Sin embargo el ministro de Gobernación, Julio Vega, explicó que, tras una entrevista, “el interno agredió al funcionario del Sistema Penitenciario, éste tuvo que responder, hubo golpes de por medio y esto ocasionó entre los demás internos una situación difícil”.
El reo supuestamente agredido fue identificado como Víctor Sotelo Aisea, y el supuesto agresor es el jefe de Control Penal, primer alguacil Jorge Aburto.
El jefe del reclusorio de Bluefields, alcaide Carlos Manuel Muñoz Basilio, dijo que la rebelión de los reos ocurrió porque demandaban la destitución de tres oficiales penales, porque supuestamente violentan sus derechos de internos.

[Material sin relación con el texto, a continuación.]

Issue #426, opened 2026-08-31
[tooling] check_adoption should flag a stars_fallback record with a measurable package


ccerv1:
`check_adoption` validates that a recorded band matches its recorded reach. Nothing checks whether a `stars_fallback` record is leaving a **measured figure on the table**.

That gap is systematic, not incidental. **93 records currently band on stars**, and two spot checks found the same error class in both:

- `executorch` at level 2 on 4,969 stars, while Meta's own engineering blog states it powers on-device inference across Instagram, WhatsApp, Messenger, Quest and Ray-Ban for billions of people.
- `tensorflow-serving` at level 2 on 6,360 stars, against 4,627,937 monthly downloads of `tensorflow-serving-api`.

A hand sweep then found five more (#425): `firecrawl`, `typesense`, `lakefs`, `tensorlake-sandbox`, `otari`. All pre-existing. The pattern is one-directional — stars understate anything that ships as a package, an image or an embedded runtime rather than as a starred repository — which is the mirror of the 2026-08-13 correction where stars *inflated* download-vocabulary bands.

## What the check should do

For every record whose `signal_type` is `stars_fallback`, read the project's own install instructions from its README and report any package or image it names for which a figure is retrievable. Report, do not re-band: the judgment of whether a package is the product's primary channel is not mechanical.

## What it must not do, with worked examples

Three failure modes, all observed while building the throwaway version:

**1. A package named in an install line is not necessarily the product.** `pip install bigcodebench packaging` yielded `packaging` at **2,191,710,133** monthly downloads. `simple-evals` yielded `openai` at **417,881,229**. Both would have been catastrophic misattributions.

**2. Owner-name matching is too loose.** `openai/simple-evals` matched the `openai` package because the string "openai" appears in both the org and the package metadata. Ownership needs the full `owner/repo` path, or a homepage or author that names the project — and the last two cannot be checked mechanically with confidence. `tensorflow-serving-api` establishes ownership only through `author: Google Inc.` and `home_page: tensorflow.org/serving`; a repository-link check rejects it.

**3. A rate limit is not a finding.** The first sweep drew HTTP 429 from pypistats for four of five packages, and the banding step turned that into "0 downloads → level 1". A failed fetch must refuse to band, never record an absence as a measurement. `build/fetch_source.py` already treats 429/403/5xx as transient for this reason.

## Also worth covering

[...]

PR #433, opened 2026-08-31
ui_api: six products, and why five of them band on stars

ccerv1:
Six products into `ui_api`. Third per-category tranche after #422 was re-cut (#431
`finetuning_code`, #432 `ml_frameworks`).

## Stage impact

| category | stage | L | B | products | gaps |
|---|---|---|---|---|---|
| `ui_api` | 4 → 4 | 2 → 2 | 5.00 → 5.00 | 43 → 49 | resiliency → resiliency |

**No stage transition, and this was the tightest case so far.** `ui_api` sits at Stage 4 with
`L = 2`, so *two* mature additions would have taken it to Stage 5. Under this category's 0.7/0.3
weights the 4.5 bar needs adoption 5 together with capability ≥4; the strongest product here
reaches 3.3. So the rung was safe by arithmetic rather than by luck — which is the thing I wanted
the report to be able to say out loud.

## What landed

| slug | openness | adoption | capability |
|---|---|---|---|
| `private-gpt` | 5 open_source | 3 stars_fallback | 4 |
| `qwenpaw` | 5 open_source | 2 usage_volume — 31,736/30d | 4 |
| `deepchat` | 5 open_source | 2 stars_fallback | 4 |
| `airi` | 5 open_source | 3 stars_fallback | 3 |
| `risuai` | 5 open_source | 2 stars_fallback | 3 |
| `ogam` | **4 open_core** | 2 stars_fallback | 3 |

## Two adjacent candidates, opposite gating answers

**`ogam` is open core, and the evidence is in the README, not the licence.** The MIT text is stock.
But the "Off Grid AI Pro" section prices a tier at **$69 for life or $49/year** and lists what it
adds over the published app: on-device text-to-speech, custom personas, approval-gated actions
through Calendar, email and MCP servers, and cross-device sync. Those are builds of the same
product — the `unsloth` shape — so `core-gated: gated`.

**`private-gpt` looks gated and is not.** Zylon is a separate end-to-end platform built on top of
this API layer (Triton + vLLM inference server, Kubernetes packaging, support), which is the
`langchain` shape: sold alongside, not a licence-gated build.

No automated licence check would have separated these. Both took a read.

## Package identity: four of six names belonged to someone else

Verified rather than assumed, and the hit rate was poor enough to be worth reporting:

- `private-gpt`, `private_gpt` — unregistered on PyPI
- `privategpt` — belongs to `vietanhdev/pautobot`
- `pgpt` — belongs to `hackedbyagirl/programengineergpt`
- npm `airi` — a 0.0.1 stub, no repository field, unrelated maintainer

None is declared. Declaring any one would have attached another project's download curve to a
product here, which is the #425 error class arriving through a different door. Across this tranche
and #431 that is five such traps in twelve candidates, which argues for #426 being a required gate
rather than a convenience.

## The instrument set, not the products, is why five of six band on stars

`private-gpt` has 57,491 stars and installs from a Homebrew tap. `ogam` ships through an app store.
`deepchat`, `airi` and `risuai` ship as desktop and browser builds. The routing table bridges PyPI,
Hugging Face and Semantic Scholar; it has no channel for any of those, so all five land on
`stars_fallback` at cap 3 regardless of real use.

`qwenpaw` is the instructive exception: it *does* have a verified PyPI package, and banding on it
gives **2** where its 34,740 stars would give 3. The authoritative route outranks the fallback, so
the lower number is the recorded one — the same shape as `areal` and `xtuner` in #431, and the same
open policy question.

**This matters for Wave 1.** Ranking census candidates by "evidence of real use" will systematically
under-rate everything distributed outside the four bridged registries. That is a property of the
instrument set, and worth knowing before it silently shapes the roadmap's priority order.

## Licences, read in full

`qwenpaw`'s LICENSE is ~590 bytes *shorter* than the canonical Apache template, which looked like
truncation. A word-by-word diff found exactly one differing region in the entire terms section — an
inserted "the" before "Licensor" in the definition of Contribution (ratio 0.99964) — with the
shortfall explained by the appendix instructions being replaced by the filled-in copyright notice.
Materially verbatim. Worth contrasting with `kaito`, which the ledger holds *unresolved* because a
section-2 grant was actually rewritten; that is the distinction a byte-level read exists to make.

`risuai`'s GPL-3.0 differs from the canonical text in one region: the copyright holder line.

## One candidate held

`maibot` is not promoted. It is a real, active, GPL-3.0 project (5,860 stars, licence byte-identical
to canonical GPL-3.0), but its README is largely Chinese and the call between `ui_api` and
`orchestration_agents` is genuinely ambiguous — it is a conversational persona that runs inside
messaging platforms. That is not a category call to make on thin English evidence. Its ledger entry
lands in a follow-up commit once this PR has a number, since inventing the number before the PR
exists is how #424's provenance got corrupted.

## Files

Six products, six scores, the `ui_api` roster, six new org files (`zylon-ai` and `off-grid-ai` as
companies, `kwaroran` as an individual, and `agentscope-ai`, `thinkinaixyz` and `moeru-ai` as
`unknown` — the documented value for an unconfirmed affiliation; QwenPaw's README credits "the
AgentScope team", with Alibaba appearing only as a distribution channel, so folding it into
`alibaba-cloud` would have been an inference rather than a reading). `long_tail.json` re-synced
539 → 545, plus the corpus goldens, every delta the expected size: axis rows +18 = three axes ×
six products, reconciliation +6, parity +6.


ccerv1:
Rebased onto main after #431 and #432 landed. New head `1e0094e`.

Conflicts in two places, both resolved by merging rather than side-picking:

**Derived values** — `long_tail.json` and four golden pins. Took main's side, then recomputed from the combined corpus. Every delta is the expected size for the 14 products across all three PRs:

| golden | baseline | now | delta |
|---|---:|---:|---|
| `axis_results` / reconciliation | 539 | 553 | +14 products |
| axis rows | 1617 | 1659 | +42 = 3 axes × 14 |
| `check_parity` computed | 534 | 548 | +14 |
| `long_tail.counts.scored` | 539 | 553 | +14 |

**The ledger** — main carried #431's `tinker-cookbook` and `mlx-vlm` entries while this branch added `maibot`. Both sides were pure appends, so the resolution is the union, and all three verify with distinct identities and correct per-PR provenance:

```
thinking-machines-lab/tinker-cookbook   existing_product | #431 finetuning_code pass
blaizzy/mlx-vlm                         unresolved       | #431 finetuning_code pass
mai-with-u/maibot                       unresolved       | #433 ui_api pass
```

Worth noting the `DuplicateResolution` guard would **not** have caught a side-pick here: dropping main's two entries produces no duplicate, so the file would have loaded clean with two decisions silently gone. Uniqueness protects identity integrity; it does not protect completeness. A count floor for the ledger follows as a separate gate change rather than riding in this PR.

Stage impact re-run against the new main is unchanged: `ui_api` stage 4 → 4, L 2 → 2, B 5.00, 43 → 49 products, no transition.

Full preflight green on this head: all 15 locally-runnable CI steps.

“Ellos reclamaban que no querían a tres funcionarios porque supuestamente no les daban atenciones. Esto se generó en reclamo general”, refirió Muñoz.
Los reos trasladados hacia el penal de Tipitapa responden a los nombres de: Víctor Sotelo Aisea, Jorge Walter Allen, Alexander Taylor, Eddy Alfredo Rigby, Yasdany López, Danilo Downs, Abraham Castro, Nicolás Davis Estrada, Yordi Murray, Wilbert Ochoa, Rubén Jarquín, César González, Eduardo Guzmán, Errol Sharp, Jorge Cooper, Winston Omeir, Enrique Álvarez, Roberto Talavera y Armando Justiniano, quienes están sentenciados por diversos hechos delictivos a penas de hasta 30 años de prisión.
SIN CONDICIONES
El jefe del Sistema Penitenciario Nacional, prefecto Carlos Sobalvarro, recordó que el penal de Bluefields no tiene condiciones para tener reclusos. Actualmente hay 110 reos y la capacidad es sólo para 68. Desde hace cinco años, las autoridades penitenciarias han pedido recursos a los diputados del Parlamento, para construir los penales de Bluefields y Puerto Cabezas.